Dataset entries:

PR #92, opened 2015-05-23
refactor(send): promisify send

mbroadst:


noodlefrenzy:
Clean up / respond to the two (!(!!err)) comments above, but other than that looks good. Really like the promisified syntax so much better that cb-soup.

PR #114, opened 2015-06-18
policy refactor

mbroadst:
* remove "Policy" suffixes, as they are redundant
* rename PolicyBase to DefaultPolicy
* export all policies on the top level of the module as e.g. ```Policy.Default```, ```Policy.EventHub```


noodlefrenzy:
... or I could just read the rest of the review.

Required action:
Exactly as they appear, write out the lines from the one containing "they are redundant" through the final line of the entries above, both included.

Task output:
* remove "Policy" suffixes, as they are redundant
* rename PolicyBase to DefaultPolicy
* export all policies on the top level of the module as e.g. ```Policy.Default```, ```Policy.EventHub```


noodlefrenzy:
... or I could just read the rest of the review.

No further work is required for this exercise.